Ophelia infernal PENUMBRA

Imagina un gran espejo, con molduras de color cobre y flores en relieve de gran belleza. Un espejo que cuelga de una pared y que cubre una altura de casi dos metros y medio. Un espejo majestuoso, digno de una princesa, e incluso, me atrevería decir que de una reina. Colocado en una habitación inundada por la luz de la mañana, la brisa fresca del mar entra y llena cada espacio, dotándolo de un halo de ensueño.
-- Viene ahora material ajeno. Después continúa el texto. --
PR #17234, opened 2019-03-28
Fixed bug with integer attributes

### LINKED ISSUE #17233: Validator attribute problem since version 2.0.17
image

We are creating a dynamic model and use the ActiveForm widget afterwards to render the model, this seems to throw the above error since version 2.0.17, with version 2.0.16 it works.

```php
$model = new DynamicModel();
foreach ($organisation->properties as $prop) {
            $model->defineAttribute($prop->id);
            $model->addRule([$prop->id], SafeValidator::class);
            $model->{$prop->id} = ApiOrganisationPropertyValue::getValue($prop, $this->attachedContext);
}
```

Now using ActiveForm for the generate dynamic model throws the warning above (screenshot).

```php
<?= $form->field($model, $vp->id);
```

(i made a check on the `$model` to see if the attribute exists - yes it does. via `$model->hasAttribute($vp->id)`)

No warrnings.

### What do you get instead?

The warnning screenshot

### Additional info

| Q                | A
| ---------------- | ---
| Yii version      | 2.0.17
| PHP version      | 
| Operating system |

nadar:
If an attribute is an integer value, is_string won't work, and a warning will be raised.

This will fix #17233

Maybe we should use 

```php
if (!is_array($attributes)) {

}
```

| Q             | A
| ------------- | ---
| Is bugfix?    | yes
| New feature?  | no
| Breaks BC?    | no
| Tests pass?   | yes/no
| Fixed issues  | #17233


framework/validators/Validator.php
```diff
@@ -277,7 +277,7 @@ public function getValidationAttributes($attributes = null)
             return $this->getAttributeNames();
         }
 
-        if (is_string($attributes)) {
+        if (is_scalar($attributes)) {
```
samdark: Why do you have int there? It's a list of attribute names according to phpdoc of both parent method and this method.

rob006: @samdark Technically object in PHP can have property like `123`.

nadar: We have generated the model and the form dynamically, so to have an unique identifier we have used the tables id - its not very common indeed, but it can happen though. Therefore just checking `if (!is_array($attributes))` would be safe as well.

samdark: `!is_array` is true for objects and resources so it looks like a bad idea.

samdark: Are `float` properties possible?

samdark: I've put together a test case: https://3v4l.org/dQ5Yv

All the properties are strings...

samdark: So yes, your fix could be applied, I think.

samdark:
@nadar would you please put together a unit test for it and add a line for changelog?

nadar:
@samdark yes of course

framework/validators/Validator.php
rob006: > All the properties are strings...

`var_dump()` will report `string`, but integer properties will be cast to `int` if you try to export them as array: https://3v4l.org/4YZcV

samdark:
@nadar still interested in this one?

nadar:
Yes

nadar:
@samdark I just detected that Validator::getAttributeNames() will convert int values into strings, therefore strict compare of in_array won't work anymore. So, either remove strict compare or take the solution i submitted which wont apply ltrim on int values. What do you think?

samdark:
Non-strict comparison, in my opinion, looks better.

samdark:
Travis tests failed btw.

nadar:
Ok, i removed strict compare. Let me know if you should remove the comment, but it explains why this has ben explizit turned off.

(Yes it failed - PHP 5.4 ftw!)

nadar:
Do you need a changelog entry? Would need to merge upstream first.

samdark:
Yes. Need a changelog entry. Updated branch from master.

samdark:
Merged. Thank you!

PR #17250, opened 2019-04-03
17223 detach behavior event

np25071984:
| Q             | A
| ------------- | ---
| Is bugfix?    | yes
| New feature?  | no
| Breaks BC?    | no
| Tests pass?   | yes
| Fixed issues  | #17223


framework/base/Behavior.php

Ahora, imagíname. Llevo un vestido de seda color verde claro. El escote marca mis hombros, el rígido corsé ciñe mi talle y eleva con dignidad los pequeños montículos de mis pechos. Bajo el corsé, se extiende una amplia falda de gasa, seda y tul del mismo tono, que no deja ver mis pies descalzos. Mi cabello, color del fuego, cae por la espalda en suaves ondas. Mis ojos posen una dulce sabiduría que no se corresponde con mi edad natural.
Y mi boca…solo pronuncia bellas palabras, sonrisas y tiernas expresiones. Soy todo lo que cualquier hombre o mujer puede desear. Soy luz, amor, sinceridad.
Avanzo lentamente hacia al espejo, el sonido de las telas producen un dulce y sutil sonido. Levanto el rostro y me observo.
Observo mis vestido, mi disfraz de serpiente, que se pega a mi piel y se confunde en cada uno de mis pliegues, produciendo un brillo extraño en la penumbra que ilumina la luz de las velas. El cabello rojo como el fuego flota alrededor de mi rostro, mis manos tienen unas largas y negras uñas que contrastan con la blancura de mi piel. Mis ojos, antes dulces ventanas de mi alma. Ahora, son las ventanas al abismo. Profundos y oscuros surcos recorren sus profundidades.
Y mi boca…solo blasfema, sonrisas inundadas de ironía y expresiones de amargor. La sangre se escurre por sus comisuras, pero mi lengua se relame y no deja vestigio de sangre sobre mi rostro. Soy oscuridad, odio y venganza. Soy una Mayfair tan poderosa como jamás la hubo sobre la faz de estas desoladas tierras.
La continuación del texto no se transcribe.